B. The July 7, 2022 Threat On the evening of July 7, 2022, Correctional Officer Julia Womack (“Ofc. Womack,” who is not a defendant) told Smith that “‘Quentin [Jennings] in Cell 14 on 4 threatened you and me[.]’” Dkt. 73-1 at 26. Smith did not know who Jennings was at this time. Id. at 20. Ofc. Womack did not specify what the threat was or how Jennings threatened either of them. Id. at 39. But she told Smith “not to deal with Jennings anymore until all this was taken care of.” Id. at 24. Ofc. Womack seemed “agitated” to Smith, and he could not tell if she was
scared or not. Id. at 25. Smith interpreted Ofc. Womack’s warning as directing, “Don’t talk to [Jennings]. Don’t deal with him. Don’t mess with him.” Id. at 38. Ofc. Womack then told Smith that she would write a report to UTM Reid about Jennings’s threat, and that Smith should tell his caseworker to transmit that report to Lt. Cooperider. Id. at 20, 22. The next day, on July 8, Smith gave a request for interview slip to his caseworker reporting the threat. Id. at 22–23. After searching the records at Pendleton, the Correctional Coordinator has been
unable to find the request for interview form. Dkt. 73-15 at 2. UTM Reid testified that she did not recall Smith’s caseworker, who was her subordinate, giving her the request for interview form or telling her about the threat. Dkt. 73-14 at 2. On July 7, Ofc. Womack wrote a conduct report charging Jennings with threatening her and Smith. Dkt. 73-8 at 3. She wrote that Jennings asked her if she had a problem with him as she was walking on Range 4. Id. When she went downstairs to Range 2, she heard Jennings say that “he is going to attack the detail [worker] and that when he gets out, he is going to attack me too.” Id.

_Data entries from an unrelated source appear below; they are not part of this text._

PR #852, opened 2025-02-20
agent with events

Necr0x0Der:


besSveta (approved):

astroseger (commented):
Review from point view of multi-threading implementation: 

I.
If I understood correctly new thread is created inside
`AgentObject.__metta_call`
and inside
`EventObject.start`

Does it mean that a separate thread is created for each event (and for each __metta_call_ of object)? If yes, then it might be relatively expensive for some particular use cases (on my machine creating/destruction of  1000 threads costs ~0.05 sec + some memory footprint). However I'm not ready right now to propose an alternative.

II.
In
`EventAgent.event_processor` if self.events is empty the thread will consume 100% CPU by running
```
while True:
```

If I understood correctly this code should work, but it will not exit after self.running is set to False. However it should be noted that the current code (code from PR, not what is proposed here) does not guarantee it neither if event_processor can be called from different threads (if two threads pass self.events.empty but only one consume get)  . 
```python
    def event_processor(self, *args):
        # `*args` received on `start`
        while self.running:
                    (event_id, func, args) = self.events.get()
                    # Wrapping into ValueAtom if arg is not an atom yet
                    with self.lock:
                          resp = self._metta.evaluate_atom(E(func,
                            *[a if isinstance(a, Atom) else ValueAtom(a) for a in args]))
                           for r in resp:
                                 self.outputs.put(r)
```

If we want that self.events.get() is gracefully (without running in daemon mode for example) terminated immediately after `self.running` is set to `False` then it is tricky. Possible solution (for proposed version of the code):
1. Use timeout in get
2. Use "sentinel" object (put termination object in queue), but if there are many threads, we should put as many sentinel objects as there are threads

Necr0x0Der:
@astroseger ,
I. Well, yeah.... There are different scenarios, though:
I.1) The agent is not a daemon, and doesn't have an event loop. Its methods are called directly, and `start` is not called. In this case, `__metta_call__` returns a stream, which is typically consumed right away, and there is no real need to create a thread for it. However, someone may still want to not consume the stream immediately.
I.2) The agent is a daemon. In this case, the stream for the method called within `__metta_call__` is not returned directly, and the method is evaluated in the background in a separate thread, which is the intended behavior. There is no `start` method, though, unless it is `EventAgent`, so no double work on stream creation is done.
I.3) The agent is an `EventAgent` and has an event loop created by `start`. In this case, it should not typically be a daemon. Initially, I created it as a daemon by default, but it instantly became obvious that there is no need for this. In this case, events are handle asynchronously, while other methods are evaluated immediately if being called directly, unless someone doesn't consume the stream they create right away.
I.4) The agent is both an `EventAgent` and a daemon. Here, a thread will be created for the event processor as well as for each `__metta_call__`.  I don't see use cases for this atm. But if there are, this behavior should be intentional.
Concluding, it may make sense to create a stream in `__metta_call__` only for daemons. But I'm not precisely sure. The current way was implemented, when there was no `EventAgent`, and wrapping all calls into stream might be redundant now. But this way is more flexible. It is up to the caller wether to wait for the stream to be finished on not. OTOH, there is indeed an overhead, which might be unnecessary (but it's not really the case that a separate thread is created for each **event**).

Necr0x0Der:
II.
> EventAgent.event_processor if self.events is empty the thread will consume 100% CPU by running

Yes, indeed.

> this code should work, but it will not exit after self.running is set to False.

Why not?...

In any case, using `get` with timeout seems a reasonable solution. Putting termination event into the queue can also work, but we need to prepend a queue if we want `stop` to work immediately, and yes, it will work only for the event loop, while other operation modes and threads will require a separate handling of `stop`, which is not that convenient. Another way is to add `sleep` if the queue is empty, but it will increase latency in reacting to all events, while timeout in get will add latency only to `stop`. So, `get` with timeout is more preferable.

Necr0x0Der:
@astroseger , do you think the last commit is the right way to address the termination issue?

astroseger:
@Necr0x0Der I have the following comments.
1. I would propose to move `StopEvent = object()` inside the class (as class attribute), to not have dangling object outside class.
2. Make sure that event_processor is running only by one thread, so forbid to run start if `self.running == True`  (or put StopEvent back to the queue to stop event_processor in other threads)
3. Remove self.lock completely, and rewrite  `clear_outputs` and `get_outputs` in the following way:
```
import queue
....
    def clear_outputs(self):
        try:
            while True:
                self.outputs.get_nowait()
        except queue.Empty:
            pass
    def get_output(self):
        try:
            while True:
                yield self.outputs.get_nowait()
        except queue.Empty:
            pass
```
otherwise in the current code there is a possibility of `deadlock` if clear_outputs and get_output can be called from different threads (code can be stuck in self.outputs.get).



Also I would like to add that multi thread codding is more trickier then it look like, so it could be more hidden problems...

Necr0x0Der:
1) yeah, I thought about it, but I supposed that events will evolve into a separate class. But I can move it there for now.
2) makes sense. Not sure if we need multiple threads for a single event agent, so I'll add exception for an attempt to run it twice
3) OK, thanks.

astroseger (approved):
From the point of view of multi threading seems fine.

PR #3004, opened 2024-11-06
Add Additional Delivery to Google Artifact Repo

corbanCloud:
Adds GAR (Google Artifact Repository) as a second delivery source for GLAM images

Functionality was test in a temporary branch, which produced [this artifact](https://console.cloud.google.com/artifacts/docker/moz-fx-glam-prod/us/glam-prod/glam?project=moz-fx-glam-prod) 

The pipeline steps here are intentionally not DRY'd up between the existing GCR delivery as those steps can simply be deleted after V2 Migration is complete. Additionally GAR delivery was added for both the main glam app container and the auth0 proxy which creates some additional cruft during the transition

### DIFF
--- a/.circleci/config.yml
+++ b/.circleci/config.yml
@@ -147,6 +147,7 @@ jobs:
     executor: gcp-gcr/default
     environment:
       GOOGLE_PROJECT_ID: moz-fx-dataops-images-global
+      GLAM_PROJECT_ID: moz-fx-glam-prod
     steps:
       - checkout
       - gcp-gcr/gcr-auth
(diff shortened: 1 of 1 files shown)


.circleci/config.yml
```diff
@@ -116,11 +117,37 @@ jobs:
               docker tag app:build "${CIRCLE_PROJECT_USERNAME}/${CIRCLE_PROJECT_REPONAME}:${CIRCLE_TAG}"
               docker push ${CIRCLE_PROJECT_USERNAME}/${CIRCLE_PROJECT_REPONAME}:${CIRCLE_TAG}
             fi
+      - run:
+          name: Prepare environment variables for OIDC authentication
+          command: |
+            echo 'export GOOGLE_PROJECT_ID="moz-fx-experimenter-prod-6cd5"' >> "$BASH_ENV"
```
whd: This is definitely incorrect copypasta. If this worked to produce the test image https://console.cloud.google.com/artifacts/docker/moz-fx-glam-prod/us/glam-prod/glam?project=moz-fx-glam-prod that's pretty interesting information and suggests we maybe don't need to set this value.

```suggestion
            echo 'export GOOGLE_PROJECT_ID="moz-fx-glam-prod"' >> "$BASH_ENV"
```

Additionally: some of these variables are available via https://app.circleci.com/settings/organization/github/mozilla/contexts/02806e84-f505-4ad2-b8b1-5eda3c797029?return-to=%2F so you don't need to set them in the project-specific environment variables if you use that context. I guess this is in a bit of a confusing state while you're doing both GCR/GAR so as long as it works :+1:

.circleci/config.yml
```diff
@@ -148,6 +175,39 @@ jobs:
           tag: $CIRCLE_TAG
           google-project-id: GOOGLE_PROJECT_ID
 
+      # this could be done by re-tagging the existing image but for ease of migration
+      # I'm duplicating it fully with the intent of removing the above steps entirely
+      # /moz-fx-glam-prod/glam-prod/glam@sha256:705f53c5511c5803c6ea58896a93a97a30dc8defdef19c5d2243c3171a13be25
+      - run:
```
whd, line 181: Do you need to do this if you're just using the `gcp-gcr`  orb? You're not actually using the GCP CLI after you set it up.  It seems like you should be able to get away with a simpler config than this that's just `gcp-gcr/build-and-push-image` with the right environment variables set and with `use_oidc` set to `true`. But if this works then that's fine.

.circleci/config.yml
```diff
@@ -148,6 +175,39 @@ jobs:
...
+          workspace-root: dockerfiles/proxy
+          path: dockerfiles/proxy
+          docker-context: dockerfiles/proxy
+          registry-url: us-docker.pkg.dev
+          google-project-id: GLAM_PROJECT_ID
+          repository: glam-prod
+          image: auth0-proxy
+          tag: $CIRCLE_SHA1
+
+      - gcp-gcr/push-image:
```
whd, line 203: Has this been tested yet? I don't see any images in https://console.cloud.google.com/artifacts/docker/moz-fx-glam-prod/us/glam-prod?project=moz-fx-glam-prod other than the `glam` image.

whd (approved):
This looks like it won't work to me for the ancillary images but I might be reading it wrong. As long as images get pushed to all the right places :+1:

PR #3008, opened 2024-11-14
Seperate GAR upload step, rename deploy to legacy-deploy

corbanCloud:
Changing CI to make my own troubleshooting easier, and move this closer to end-state at once.

All images will get uploaded to GAR, tags will be used to differentiate stage vs prod releases from master.
Dev can be handled a few ways, will depend on chats w/ Eduardo (GLAM Dev) on how he wants it to work


corbanCloud:
renaming branch for clarity in #3009

PR #3009, opened 2024-11-15
Fix GAR Authentication

corbanCloud:
(renamed branch from #3008 for posterity)

Changing CI to make my own troubleshooting easier, and move this closer to end-state at once.

All images will get uploaded to GAR, tags will be used to differentiate stage vs prod releases from master.
Dev can be handled a few ways, will depend on chats w/ Eduardo (GLAM Dev) on how he wants it to work

### DIFF
--- a/.circleci/config.yml
+++ b/.circleci/config.yml
@@ -40,6 +40,42 @@ jobs:
             - /tmp/cache/app-frontend.tar
             - /tmp/cache/app.tar
 
+  gar-upload:
+    docker:
+      - image: cimg/base:stable
+        auth:
+          username: $DOCKER_USER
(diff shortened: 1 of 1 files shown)


corbanCloud:
Ok build + tagging now works as expected, including changes needed to support the Argo workflow I have in mind for this project 

Tagging a commit will add that tag to the built image as well, Argo will be setup to pull all "latest" images into stage, then version tagged images into prod, but this will not result in a new image being created since the tag will be added to the existing image since the container SHA256 will be the same between pipelines

See screen cap from Glam prod GAR

Screenshot 2024-11-14 at 7 05 41 PM

PR #3010, opened 2024-12-02
feat: V2 migration CI improvements

corbanCloud:
- Code clean up from v2 migration, and other housekeeping
- Simplifies adding and pushing tags on images
- GAR tag+upload is blocked if a main-line semver tag is applied to a non-main branch

Image uploading and promotion workflow is intended to be as follows per request/discussion w/ @edugfilho 
- Dev will track the latest commit on the `main` branch for dev (by way of the `:latest` tag in GAR). Images are also tagged with `branch` and `commit` info incase there is a need to have dev fetch a working branch or specific past commit.
- Stage will be configured to track all releases with release candidate and similar semver tags e.g. v1.1-rc0, v1.2.3-rc4, also allowed `alpha` and `beta` tags
- Prod will be configured to track will track all stable tagged releases e.g v1.1, v4.5.6 

In order to prevent accidental production releases, the `gar-upload` step checks if the branch is the main branch AND the tag value is a non-qualified semver. If this condition is true the step logs the unexpected behavior and exits before taking any other actions incl. uploading images.

We expect the convention to be that stage releases ought to be merged to `main` first and then promoted as a release candidate by way of an `rc` tag (e.g. 1.1.1-rc1) but are not guarding against cases where that does not happen that at this time. In case a branch needed to get deployed to stage, tagging any commit with the qualifier `alpha` or `beta` would allow that while staying within semver norms.

### DIFF
--- a/.circleci/config.yml
+++ b/.circleci/config.yml
@@ -69,13 +69,18 @@ jobs:
       - run:
           name: Deploy to Google Artifact Registry
           command: | #shell
+            
+            # Exit w/ error if non-main branch is tagged with format 0.0.0
+            # per discssion w/ dev team we expect non-main branches to have alpha, beta, rc (etc) tags for stage release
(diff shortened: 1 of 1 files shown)


edugfilho (approved):
Perfect. Many thanks!

PR #3276, opened 2025-11-08
added lock icon due to special permissions requirement for users to participate in datatools matrix channel

D4n2021:
added lock icon, as attempting to join datatools matrix channel results in error 403 message: "MatrixError: [403] You are not invited to this room. (https://mozilla.modular.im/_matrix/client/v3/join/%23datatools%3Amozilla.org?server_name=mozilla.org&via=mozilla.org)"
and user can only click "OK" then and remains unable to send messages in that matrix channel.

### DIFF
--- a/src/components/regions/Footer.svelte
+++ b/src/components/regions/Footer.svelte
@@ -44,7 +44,7 @@
       <a href="https://www.mozilla.org/privacy/websites/#cookies">Cookies</a>
     </li>
     <li>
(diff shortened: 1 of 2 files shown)


edugfilho:
Thanks for bringing this up! @rafrombrc maybe now that GLAM is public we want to create a Matrix channel for GLAM only, or - less likely - make Data Tools public?

PR #1102, opened 2017-11-23
* change default host from localhost to 0.0.0.0;

funkyLover:
The server will not be accessed via IP if use `localhost` or `127.0.0.1` as host for webpack-dev-server.


LinusBorg:
Yeah, that's the point - we won't expose the dev-server to the whole netowrk by default.

What I would accept and merge would be a comment in the config file mentioning that `0.0.0.0` is required for outside access of the dev-server.

PR #1103, opened 2017-11-23
Display actual host when showing friendly server listening notification

### LINKED ISSUE #1101: If HOST is provided through environment, friendly notification won't display the actual one
There is this: https://github.com/vuejs-templates/webpack/blob/7cf7d4134607348f296287b661dfa8764880c605/template/build/webpack.dev.conf.js#L68

If host is provided through environment, this won't get updated and will still display the value found in config, not taking in mind that it could be changed here: https://github.com/vuejs-templates/webpack/blob/7cf7d4134607348f296287b661dfa8764880c605/template/build/webpack.dev.conf.js#L24

It's a simple fix, though: 
```
messages: [`Your application is running here: http://${devWebpackConfig.devServer.host}:${port}`]
```

I won't bother with expected/actual behaviour, because the code lines should be simple to follow.

---

Posted in response to https://github.com/vuejs-templates/webpack/issues/1099#issuecomment-346556740, because if the switch was made to use internal portfinder of `webpack-dev-server` this message will most definitely need a check-up.

joltmode:
Fixes #1101.

### DIFF
--- a/template/build/webpack.dev.conf.js
+++ b/template/build/webpack.dev.conf.js
@@ -65,7 +65,7 @@ module.exports = new Promise((resolve, reject) => {
       // Add FriendlyErrorsPlugin
       devWebpackConfig.plugins.push(new FriendlyErrorsPlugin({
         compilationSuccessInfo: {
-          messages: [`Your application is running here: http://${config.dev.host}:${port}`],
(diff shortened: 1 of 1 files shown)


LinusBorg:
Thanks!

PR #1115, opened 2017-11-27
Add postcss-url to match postcss-import (fix #1106)

### LINKED ISSUE #1106: postcss import need works with postcss url
Hi, I got error in last release

my css:

```css
@font-face {
  font-family: "iconfont";
  src: url('iconfont.eot?t=1510823274364'); /* IE9*/
  /* ... */
}
```

it is solved when I add `"postcss-url": {},` in `.postcssrc.js`

SirM2z:
fix like this [postcss import need works with postcss url #1106](https://github.com/vuejs-templates/webpack/issues/1106)

### DIFF
--- a/template/.postcssrc.js
+++ b/template/.postcssrc.js
@@ -2,8 +2,9 @@
 
 module.exports = {
   "plugins": {
-    // to edit target browsers: use "browserslist" field in package.json
     "postcss-import": {},
+    "postcss-url": {},
+    // to edit target browsers: use "browserslist" field in package.json
     "autoprefixer": {}
   }
 }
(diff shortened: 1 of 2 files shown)


template/.postcssrc.js
```diff
@@ -4,6 +4,7 @@ module.exports = {
   "plugins": {
     // to edit target browsers: use "browserslist" field in package.json
```
LinusBorg: could you move this line so it's right above `autoprefixer`? That's where it belongs. Thanks! :)

SirM2z: I have already modified it.

LinusBorg:
Seems to solve issues with reltive paths in CSS libs as well, so we need this (see #1199)

PR #1118, opened 2017-11-27
Update project creation: sort dependencies in package.json

jakub300:
Additionally update devDependencies in package.json: conditional dependencies are at the top, all other are below them.


LinusBorg:
Awesome work, thanks!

She “took this statement to be a threat to [herself] and the detail [worker] of that side of the cellhouse.” Id. The next morning, on July 8, Ofc. Womack’s supervisor received and processed the conduct report. Dkt. 73-12 at 7. Per protocol, a disciplinary hearing was then scheduled for August 1 to allow time for investigation. Id.; see dkt.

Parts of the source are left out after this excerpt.